Außerdem gratuliert Bürgermeister Mangels Ratsmitglied Stock zum Geburtstag.
Punkt 1/1: - Vorlage Nr. 37 - Anlage Nr. 1+2
Beratung und Beschlußfassung über die Nachtragshaushaltssatzung und den Nachtragshaushaltsplan für das Haushaltsjahr 1979
1. Stellungnahmen
1.1 Bürgermeister Mangels gibt einen kurzen Überblick über den wesentlichen Inhalt des vorgelegten Nachtragshaushaltsplanes. Die Aussagen sind im wesentlichen aus dem als Anlage 1 bei gefügten Vorbericht zu entnehmen.
1.2 Ratsmitglied Dr. Hütte (CDU) erklärt für seine Fraktion die Zustimmung zum vorgelegten Planwerk. Mit Blick auf die freie Finanzspitze erläutert er, daß nach den Schwerpunktinvestitionen der vergangenen Jahre in der Investitionstätigkeit eine gewisse Zurückhaltung geboten sei. Er regt an, beschleunigt die Erschließung des Industriegebietes "Alter Galgen" zu betreiben, um sobald wie möglich eine Gewerbeansiedlung dort zu ermöglichen. Außerdem soll das Schild, auf dem das Grundstücksangebot der Stadt in diesem Bereich publiziert werden soll, aufgestellt werden. Die Verwaltung wird auch gebeten, sich möglichst frühzeitig Gedanken über die Abwasserbeseitigung in diesem Bereich zu machen.
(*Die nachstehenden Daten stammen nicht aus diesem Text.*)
PR #90, opened 2017-01-16
Fix devtools-core for reps (linking & ff client)

juliandescottes:
This should fix the issues mentioned in https://github.com/devtools-html/devtools-reps/issues/43

The webpack config now explicitly excludes all devtools-core module (except for launchpad & client-adapters, which were "unexcluded" afterwards).

Also fixed a small bug with the ff client adapters which makes the actions argument of the launchpad bootstrap method mandatory, while reps is not providing any action.

### DIFF
--- a/packages/devtools-launchpad/webpack.config.devtools.js
+++ b/packages/devtools-launchpad/webpack.config.devtools.js
@@ -42,11 +42,15 @@ module.exports = (webpackConfig, envConfig) => {
       return;
     } else if (nativeMapping[mod]) {
       const mapping = nativeMapping[mod];
-      if (Array.isArray(mapping)) {
-        callback(null, `var devtoolsRequire("${mapping[0]}")["${mapping[1]}"]`);
-      }
-      else {
-        callback(null, `var devtoolsRequire("${mapping}")`);
+
+      if (webpackConfig.externalsRequire) {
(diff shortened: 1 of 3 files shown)


juliandescottes:
I tested the following use cases: 
- [x] reps using links to devtools-* packages
- [x] debugger.html using links to devtools-* packages

Both work fine with this PR.

juliandescottes:
cc @jasonLaster this should now be ready to review.

Last commit fixes #91, but requires to update debugger.html when we will bump devtools-launchpad there.

packages/devtools-launchpad/webpack.config.devtools.js
```diff
@@ -42,11 +42,15 @@ module.exports = (webpackConfig, envConfig) => {
...
-        callback(null, `var devtoolsRequire("${mapping[0]}")["${mapping[1]}"]`);
-      }
-      else {
-        callback(null, `var devtoolsRequire("${mapping}")`);
+
+      if (webpackConfig.externalsRequire) {
+        // If the tool defines "externalsRequire" in the webpack config, wrap
+        // all require to external dependencies with a call to the tool's
+        // externalRequire method.
+        let reqMethod = webpackConfig.externalsRequire;
```
jasonLaster: I think we still need to handle the mapping array case

Issue #85, opened 2017-01-13
Splitter not resizable when Debugger is docked to side of browser window


jasonLaster:
Splitter not resizable when Debugger is docked to side of browser window

BUGS
* https://github.com/devtools-html/debugger.html/issues/1378
* https://bugzilla.mozilla.org/show_bug.cgi?id=1322062

NOTES
* This is caused by some simplifications in how we calculate screen width and mouse position in order to work with chromium.
* This is complicated in part because we want to support RTL out of the box. I wonder if we can handle this concern in JS and check the root `dir` attribute and do the switch in JS.

PR #94, opened 2017-01-17
fix wrong calculation when panels are open

amitzur:
In split box, we calculate screenX and screenY with a consideration of the window's border. This is done by comparing window.outerWidth and window.innerWidth (or height).
When there are panels (e.g. devtools :) or bookmarks) the difference between outer and inner size is very large. So the split box breaks.

Neglecting the window's border is a small price to pay since it's around 5px (in Windows) compared to not being about to dock right (or dock bottom with a vertical flow).
The ideal solution would be to not use screenX and screenY, but I realize the tradeoff with not having to calculate relative coordinates of iframes.

### DIFF
--- a/packages/devtools-modules/client/shared/components/splitter/SplitBox.js
+++ b/packages/devtools-modules/client/shared/components/splitter/SplitBox.js
@@ -101,13 +101,13 @@ const SplitBox = React.createClass({
   },
 
   screenX() {
-    const borderWidth = (window.outerWidth - window.innerWidth) / 2;
-    return window.screenX + borderWidth;
+    // NOTE: in practice the window might have a border which calls for comparing window.outerWidth and window.innerWidth
+    return window.screenX;
   },
 
   screenY() {
-    const borderHeignt = (window.outerHeight - window.innerHeight);
-    return window.screenY + borderHeignt;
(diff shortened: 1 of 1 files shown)


amitzur:
related to #85 and to https://github.com/devtools-html/debugger.html/issues/1378

amitzur:
I just want to add that I brought up the iframes consideration since that was the rationale depicted in Draggable.js for using screen coords over page coords.

https://github.com/devtools-html/devtools-core/blob/master/packages/devtools-modules/client/shared/components/splitter/Draggable.js#L30

jasonLaster:
Thanks. Yeah, honestly I think we'll have to revisit this in the future.

The version of splitter and draggable in m-c have diverged and we should
try to fix that and add good coverage for all of these cases.

juliandescottes:
> I just want to add that I brought up the iframes consideration since that was the rationale depicted in Draggable.js for using screen coords over page coords.

Heads up: we now use clientX/clientY in draggable.js in devtools. Computation was off when zoomed in with screenX / screenY

See http://searchfox.org/mozilla-central/source/devtools/client/shared/components/splitter/draggable.js#34

PR #95, opened 2017-01-18
Move lerna to dependency instead of dev dependency

gregtatum:
I just tried to add `devtools-core` to perf.html via `yarn add devtools-core -D`, but it failed with:

```
error /Users/gregorytatum/dev/cleopatra/node_modules/devtools-core: Command failed.
Exit code: 127
Command: sh
Arguments: -c lerna bootstrap
Directory: /Users/gregorytatum/dev/cleopatra/node_modules/devtools-core
Output:
sh: lerna: command not found
```

I globally installed lerna, re-ran the command, and it worked. I believe this is because the dependency was a dev dependency and not included with `devtools-core` when I tried to install.


jasonLaster:
ahh, @gregtatum try following the https://github.com/devtools-html/hello-world

PR #103, opened 2017-01-20
add unmountRoot in devtools-launchpad

juliandescottes:
Related to the memory leak we found yesterday, I think it makes sense to leave the responsibility to launchpad to unmount the proper node, since launchpad is the one that decides to create a child in #mount.


jasonLaster:
tested it locally!

PR #228, opened 2017-03-06
[WIP]Resolve path correctly

rrandom:
Associated Issue:  devtools-html/debugger.html#614

### Summary of Changes

1. Before webpack [resolve](https://github.com/devtools-html/debugger.html/blob/master/src/test/node-unit-tests.js#L48) the `__dirname` to `${root}/assets/build`. 
2. Did not use `path.resolve` because it cant handle `\` and `/` correctly

### Test plan
1. cd to debugger.html root dir.
2. run `yarn test`.
3. all tests pass

### DIFF
--- a/packages/devtools-network-request/stubNetworkRequest.js
+++ b/packages/devtools-network-request/stubNetworkRequest.js
@@ -6,7 +6,7 @@ module.exports = function(url) {
     // example.com is used at a dummy URL that points to our local
     // `/src` folder.
     url = url.replace(/http:\/\/localhost:8000/, "");
-    const requestUrl = _path.join(__dirname, "/../../src/test/mochitest/", url);
+    const requestUrl = _path.join(__dirname, "../src/test/mochitest/", url);
     const content = fs.readFileSync(requestUrl, "utf8");
 
     resolve({ content });


rrandom:
It seems also fix this issue devtools-html/debugger.html#1925 on windows if 1925 is the same thing as 614?  I'm not sure.... Maybe we should add `try...catch` and `reject` in related promises.

jasonLaster:
hmm, @rrandom this patch fails on my mac when my working directory is `debugger.html`.

```
  1) sources should download a sourcemap and create sources:
     Error: Timeout of 2000ms exceeded. For async tests and hooks, ensure "done()" is called; if returning a Promise, ensure it resolves.
```

rrandom:
It's strange on windows `path.join` returns relative path and returns absolute path when I test on ubuntu. I get confused..

jasonLaster:
Hmm, perhaps check if it's Mac or Windows. Or config library has a Windows Mac method we use in our bin scripts

rrandom:
Finally I know why. `process.platform` is `undefined` in this file, and it is using `path.join` for `posix` not windows. and get the wrong Path. Should I decide it's `undefined` or config webpack somehow so the `process.platorm` could return win32? @jasonLaster

jasonLaster:
I'll look into it Monday. Undefined is probably sufficient.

1.3 Für die SPD-Fraktion erklärt deren Vorsitzender Widner die grundsätzliche Zustimmung zum Nachtragshaushaltsplan. Sie beurteile das Planwerk in der Tendenz positiv. In bestimmten Bereichen wünsche sich die SPD-Fraktion genauere Erläuterungen und sorgfältigere Kostenvoranschläge bei der Aufstellung des Haushaltsplanes.
1.4 Für die FWG-Fraktion erklärt Ratsmitglied Schweizer die Zustimmung zum Planwerk. Er verweist auf die hohen Belastungen der Stadt durch die Umlagen, die vonfihr zu entrichten sind. Außerdem macht er auf die hohe Beteiligung der Stadt an den ungedeckten Kosten für das Hallen- und Freibad in Montabaur aufmerksam. Er verbindet damit den Appell an die Bürger, diese kommunale Einrichtung verstärkt zu nutzen. Für die FWG-Fraktion fordert er den Ausbau des vorderen Rebstockes und der Bahnhofstraße im dico e m Jah)t.MDamit verbunden wird die Bitte an die Verwaltung, die gravierendsten Schäden an der Bahnhofstr. kurzfristig zu reparieren.
2. Der Stadtrat faßt mit 28 Ja-Stimmen folgenden Beschluß:
Der Stadtrat beschließt die Nachtragshaushaltssatzung in der als Anlage Nr. 2
beigefügten Form.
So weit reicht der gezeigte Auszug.